■ **RECORDS TO PROCESS**:
====================
PR #225, opened 2017-07-04
fix race condition causing deadlock when acquiring locks

### LINKED ISSUE #216: Failing to connect to a replica set with one member down.
I'm seeing lock poison errors and panics when I'm trying to connect to a replica set of a sharded cluster that has a member down:

```
thread '<unnamed>' panicked at 'rwlock read lock would result in deadlock', src/libstd/sys/unix/rwlock.rs:59
note: Some details are omitted, run with `RUST_BACKTRACE=full` for a verbose backtrace.
stack backtrace:
   0: std::sys::imp::backtrace::tracing::imp::unwind_backtrace
   1: std::panicking::default_hook::{{closure}}
   2: std::panicking::default_hook
   3: std::panicking::rust_panic_with_hook
   4: std::panicking::begin_panic
   5: std::sys::imp::rwlock::RWLock::read
   6: std::sys_common::rwlock::RWLock::read
   7: <std::sync::rwlock::RwLock<T>>::read
   8: mongodb::topology::TopologyDescription::check_if_has_primary
   9: mongodb::topology::TopologyDescription::update_private
  10: mongodb::topology::TopologyDescription::update
  11: mongodb::topology::monitor::Monitor::update_top_description
  12: mongodb::topology::monitor::Monitor::set_err
  13: mongodb::topology::monitor::Monitor::execute_update
  14: mongodb::topology::monitor::Monitor::run
  15: mongodb::topology::server::Server::new::{{closure}}
thread '<unnamed>' panicked at 'called `Result::unwrap()` on an `Err` value: "PoisonError { inner: .. }"', src/libcore/result.rs:859
note: Some details are omitted, run with `RUST_BACKTRACE=full` for a verbose backtrace.
stack backtrace:
   0: std::sys::imp::backtrace::tracing::imp::unwind_backtrace
   1: std::panicking::default_hook::{{closure}}
   2: std::panicking::default_hook
   3: std::panicking::rust_panic_with_hook
   4: std::panicking::begin_panic
   5: std::panicking::begin_panic_fmt
   6: rust_begin_unwind
   7: core::panicking::panic_fmt
   8: core::result::unwrap_failed
   9: <core::result::Result<T, E>>::unwrap
  10: mongodb::topology::monitor::Monitor::update_top_description
  11: mongodb::topology::monitor::Monitor::update_with_is_master_cursor
  12: mongodb::topology::monitor::Monitor::execute_update
  13: mongodb::topology::monitor::Monitor::run
  14: mongodb::topology::server::Server::new::{{closure}}
thread '<unnamed>' panicked at 'called `Result::unwrap()` on an `Err` value: "PoisonError { inner: .. }"', src/libcore/result.rs:859
note: Some details are omitted, run with `RUST_BACKTRACE=full` for a verbose backtrace.
stack backtrace:
   0: std::sys::imp::backtrace::tracing::imp::unwind_backtrace
   1: std::panicking::default_hook::{{closure}}
   2: std::panicking::default_hook
   3: std::panicking::rust_panic_with_hook
   4: std::panicking::begin_panic
   5: std::panicking::begin_panic_fmt
   6: rust_begin_unwind
   7: core::panicking::panic_fmt
   8: core::result::unwrap_failed
   9: <core::result::Result<T, E>>::unwrap
  10: mongodb::topology::monitor::Monitor::update_top_description
  11: mongodb::topology::monitor::Monitor::update_with_is_master_cursor
  12: mongodb::topology::monitor::Monitor::execute_update
  13: mongodb::topology::monitor::Monitor::run
  14: mongodb::topology::server::Server::new::{{closure}}
```

I've tried setting `ReadMode::Primary` as `ReadPreference` but still it panics.

For context, I'm writing a tool to analyse the data from the profiling collections on each shard (for a specific database), so I get a list of all the shards from a `mongos` or the config servers and then connect to each shard from separate thread.

In this particular case, one of the replica sets that consists of one arbiter, two healthy member and a third failed/unreachable member was giving me these errors which basically kills the whole thread for this shard.
When I removed the faulty member I can connect again without problems.

saghm:
This fixes #216. From my description of the bug in the issue:

"We have a few types dealing with the state of the topology wrapped up in RwLocks that are shared between all the monitoring threads and all the connection threads. When the monitoring threads check to make sure that we didn't lose connection to any of the servers, they acquire locks on those data structures to be able to inspect their state. Before the fix, we were passing the lock guards through to the functions that handled the case of a topology update (due to things like a lost connection to a server or a new primary being elected). When updating the topology, one of the things the driver does is check each server for stale information and update it in the case that it does; however, updating this information requires acquiring a lock on the data structure that contains the stale information. From what I can tell, the race condition occurs when the monitoring thread that detects the need for a topology update happens to be monitoring a server that the driver has stale information for, which then causes the driver to try to acquire a write lock on the same data structure whose lock guard is already being passed around, which causes deadlock. RwLock tries to detect when deadlock might occur and will panic if it does so, which is what caused the PoisonLock error that you were getting. Having the driver pass around the RwLock itself instead of the acquired guard on it (and then only acquiring the lock when it's needed in the topology update and making sure to release it once it's no longer needed) ensures that there won't be any attempt to acquire a lock that's already been acquired, which removes the deadlock."

tl;dr We were passing a lock guard through the topology update functions rather than the `RwLock`'d struct itself, and sometimes we'd try to acquire a write lock on the same thing, which is obviously Very Bad (tm).

### DIFF
--- a/src/topology/mod.rs
+++ b/src/topology/mod.rs
@@ -80,12 +80,12 @@ impl FromStr for TopologyType {
     type Err = Error;
     fn from_str(s: &str) -> Result<Self> {
         Ok(match s {
-               "Single" => TopologyType::Single,
-               "ReplicaSetNoPrimary" => TopologyType::ReplicaSetNoPrimary,
-               "ReplicaSetWithPrimary" => TopologyType::ReplicaSetWithPrimary,
-               "Sharded" => TopologyType::Sharded,
-               _ => TopologyType::Unknown,
-           })
+            "Single" => TopologyType::Single,
+            "ReplicaSetNoPrimary" => TopologyType::ReplicaSetNoPrimary,
+            "ReplicaSetWithPrimary" => TopologyType::ReplicaSetWithPrimary,
+            "Sharded" => TopologyType::Sharded,
+            _ => TopologyType::Unknown,
+        })
     }
 }
 
@@ -146,7 +146,9 @@ impl TopologyDescription {
                 }
             }
         }
-        Err(OperationError(String::from("No servers available for the provided ReadPreference.")))
+        Err(OperationError(String::from(
+            "No servers available for the provided ReadPreference.",
+        )))
     }
 
     /// Returns a random server stream from the vector.
@@ -164,18 +166,22 @@ impl TopologyDescription {
             }
             servers.remove(index);
         }
-        Err(OperationError(String::from("No servers available for the provided ReadPreference.")))
+        Err(OperationError(String::from(
+            "No servers available for the provided ReadPreference.",
+        )))
     }
 
     /// Returns a server stream for read operations.
-    pub fn acquire_stream(&self,
-                          read_preference: &ReadPreference)
-                          -> Result<(PooledStream, bool, bool)> {
+    pub fn acquire_stream(
+        &self,
+        read_preference: &ReadPreference,
+    ) -> Result<(PooledStream, bool, bool)> {
         let (mut hosts, rand) = self.choose_hosts(read_preference)?;
 
         // Filter hosts by tagsets
         if self.topology_type != TopologyType::Sharded &&
-           self.topology_type != TopologyType::Single {
+            self.topology_type != TopologyType::Single
+        {
             self.filter_hosts(&mut hosts, read_preference);
         }
 
@@ -312,15 +318,16 @@ impl TopologyDescription {
                 // If no tags match but the replica set has a primary that is returnable with
                 // the given ReadMode, return that primary server.
                 if self.topology_type == TopologyType::ReplicaSetWithPrimary &&
-                   (read_preference.mode == ReadMode::Primary ||
-                    read_preference.mode == ReadMode::PrimaryPreferred) {
+                    (read_preference.mode == ReadMode::Primary ||
+                         read_preference.mode == ReadMode::PrimaryPreferred)
+                {
                     // Retain primaries.
                     hosts.retain(|host| if let Some(server) = self.servers.get(host) {
-                                     let description = server.description.read().unwrap();
-                                     description.server_type == ServerType::RSPrimary
-                                 } else {
-                                     false
-                                 });
+                        let description = server.description.read().unwrap();
+                        description.server_type == ServerType::RSPrimary
+                    } else {
+                        false
+                    });
                 } else {
                     // If no tags match and the above case does not occur,
                     // filter out all provided servers.
@@ -361,21 +368,20 @@ impl TopologyDescription {
         }
 
         // Find the shortest round-trip time.
-        let shortest_rtt = hosts
-            .iter()
-            .fold({
-                      // Initialize the value to the first server's round-trip-time, or i64::MAX.
-                      if let Some(server) = self.servers.get(&hosts[0]) {
-                          if let Ok(description) = server.description.read() {
-                              description.round_trip_time.unwrap_or(i64::MAX)
-                          } else {
-                              i64::MAX
-                          }
-                      } else {
-                          i64::MAX
-                      }
-                  },
-                  |acc, host| {
+        let shortest_rtt = hosts.iter().fold(
+            {
+                // Initialize the value to the first server's round-trip-time, or i64::MAX.
+                if let Some(server) = self.servers.get(&hosts[0]) {
+                    if let Ok(description) = server.description.read() {
+                        description.round_trip_time.unwrap_or(i64::MAX)
+                    } else {
+                        i64::MAX
+                    }
+                } else {
+                    i64::MAX
+                }
+            },
+            |acc, host| {
                 // Compare the previous shortest rtt with the host rtt.
                 if let Some(server) = self.servers.get(host) {
                     if let Ok(description) = server.description.read() {
@@ -388,7 +394,8 @@ impl TopologyDescription {
                     }
                 }
                 acc
-            });
+            },
+        );
 
         // If the shortest rtt is i64::MAX, all server rtts are None or could not be read.
         if shortest_rtt == i64::MAX {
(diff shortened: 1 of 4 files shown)


src/topology/mod.rs
```diff
@@ -511,32 +520,38 @@ impl TopologyDescription {
...
     /// Update the topology description, but don't start any monitors for new servers.
-    pub fn update_without_monitor(&mut self,
-                                  host: Host,
-                                  description: ServerDescription,
-                                  client: Client,
-                                  top_arc: Arc<RwLock<TopologyDescription>>) {
+    pub fn update_without_monitor(
+        &mut self,
+        host: Host,
+        description: Arc<RwLock<ServerDescription>>,
```
saghm: Changed this to take the locked description rather than just a guard

src/topology/mod.rs
```diff
@@ -511,32 +520,38 @@ impl TopologyDescription {
...
     /// Updates the topology description based on an updated server description.
-    pub fn update(&mut self,
-                  host: Host,
-                  description: ServerDescription,
-                  client: Client,
-                  top_arc: Arc<RwLock<TopologyDescription>>) {
+    pub fn update(
+        &mut self,
+        host: Host,
+        description: Arc<RwLock<ServerDescription>>,
```
saghm: Changed this to take the locked description rather than just a guard

src/topology/mod.rs
```diff
@@ -511,32 +520,38 @@ impl TopologyDescription {
...
-                      description: ServerDescription,
-                      client: Client,
-                      top_arc: Arc<RwLock<TopologyDescription>>,
-                      run_monitor: bool) {
-
-        let stype = description.server_type;
+    fn update_private(
+        &mut self,
+        host: Host,
+        description: Arc<RwLock<ServerDescription>>,
```
saghm: Changed this to take the locked description rather than just a guard

src/topology/mod.rs
```diff
@@ -628,53 +647,70 @@ impl TopologyDescription {
...
-    fn update_rs_from_primary(&mut self,
-                              host: Host,
-                              description: ServerDescription,
-                              client: Client,
-                              top_arc: Arc<RwLock<TopologyDescription>>,
-                              run_monitor: bool) {
+    fn update_rs_from_primary(
+        &mut self,
+        host: Host,
+        description: Arc<RwLock<ServerDescription>>,
```
saghm: Changed this to take the locked description rather than just a guard

src/topology/mod.rs
```diff
@@ -628,53 +647,70 @@ impl TopologyDescription {
...
+                if let Some(max_set_version) = self.max_set_version {
+                    if let Some(max_election_id) = self.max_election_id.clone() {
+                        if max_set_version > set_version ||
+                            (max_set_version == set_version && max_election_id > election_id)
+                        {
+                            // Stale primary
+                            if let Some(server) = self.servers.get(&host) {
+                                {
+                                    let mut server_description =
+                                        server.description.write().unwrap();
```
saghm: I belive this is where the error occured; since we were already passing a lock guard for a `ServerDescription` to this point, if the server we selected here is the same one, then trying to acquire a write lock causes deadlock.

src/topology/mod.rs
```diff
@@ -759,41 +811,49 @@ impl TopologyDescription {
...
-    fn add_missing_hosts(&mut self,
-                         description: &ServerDescription,
-                         client: Client,
-                         top_arc: Arc<RwLock<TopologyDescription>>,
-                         run_monitor: bool) {
-
-        for host in &description.hosts {
+    fn add_missing_hosts(
+        &mut self,
+        description: Arc<RwLock<ServerDescription>>,
```
saghm: Changed this to take the locked description rather than just a guard

src/topology/monitor.rs
```diff
@@ -298,25 +301,27 @@ impl Monitor {
         &self,
         doc: bson::Document,
         round_trip_time: i64,
-    ) -> Result<ServerDescription> {
+    ) -> Result<Arc<RwLock<ServerDescription>>> {
```
saghm: Changed this to return the locked description rather than just a guard

src/topology/monitor.rs
```diff
@@ -298,25 +301,27 @@ impl Monitor {
...
             }
         }
 
-        Ok(server_description.clone())
+        Ok(self.server_description.clone())
     }
 
     // Updates the topology description associated with this monitor using a new server description.
-    fn update_top_description(&self, description: ServerDescription) {
+    fn update_top_description(&self, description: Arc<RwLock<ServerDescription>>) {
```
saghm: Changed this to take the locked description rather than just a guard

src/topology/mod.rs
```diff
@@ -759,41 +804,49 @@ impl TopologyDescription {
...
+                    top_arc.clone(),
+                    run_monitor,
+                    self.stream_connector.clone(),
+                );
                 self.servers.insert(host.clone(), server);
             }
         }
 
-        for host in &description.arbiters {
+        for host in &description.read().unwrap().arbiters {
```
kyeah: same here — wondering if we should clone these vecs instead of locking the description?

src/topology/mod.rs
```diff
@@ -689,13 +718,17 @@ impl TopologyDescription {
...
         let mut hosts_to_remove = Vec::new();
         for host in self.servers.keys() {
-            if !description.hosts.contains(host) && !description.passives.contains(host) &&
-               !description.arbiters.contains(host) {
+            let description_guard = description.read().unwrap();
+
+            if !description_guard.hosts.contains(host) &&
+                !description_guard.passives.contains(host) &&
+                !description_guard.arbiters.contains(host)
+            {
```
saghm: With this kind of thing, I tend to be of the opinion that the only way to really determine what performs better is to actually run benchmarks rather than abstractly reasoning about it. Unfortunately, we still haven't had a chance to implement any benchmarks for the driver (although I think we have an issue open for it), so it's probably best to leave the behavior as possible close to as what it was before, which would be acquiring the lock only once as you suggest. I'll implement your suggestion before merging.

src/topology/mod.rs
saghm: I'll implement your suggestion here for the same reasons as above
====================
■ **EXERCISE DETAILS**: Every line where "already" appears must be returned from the listing above.

■ **OUTPUT OF THE EXERCISE**:
"We have a few types dealing with the state of the topology wrapped up in RwLocks that are shared between all the monitoring threads and all the connection threads. When the monitoring threads check to make sure that we didn't lose connection to any of the servers, they acquire locks on those data structures to be able to inspect their state. Before the fix, we were passing the lock guards through to the functions that handled the case of a topology update (due to things like a lost connection to a server or a new primary being elected). When updating the topology, one of the things the driver does is check each server for stale information and update it in the case that it does; however, updating this information requires acquiring a lock on the data structure that contains the stale information. From what I can tell, the race condition occurs when the monitoring thread that detects the need for a topology update happens to be monitoring a server that the driver has stale information for, which then causes the driver to try to acquire a write lock on the same data structure whose lock guard is already being passed around, which causes deadlock. RwLock tries to detect when deadlock might occur and will panic if it does so, which is what caused the PoisonLock error that you were getting. Having the driver pass around the RwLock itself instead of the acquired guard on it (and then only acquiring the lock when it's needed in the topology update and making sure to release it once it's no longer needed) ensures that there won't be any attempt to acquire a lock that's already been acquired, which removes the deadlock."
saghm: I belive this is where the error occured; since we were already passing a lock guard for a `ServerDescription` to this point, if the server we selected here is the same one, then trying to acquire a write lock causes deadlock.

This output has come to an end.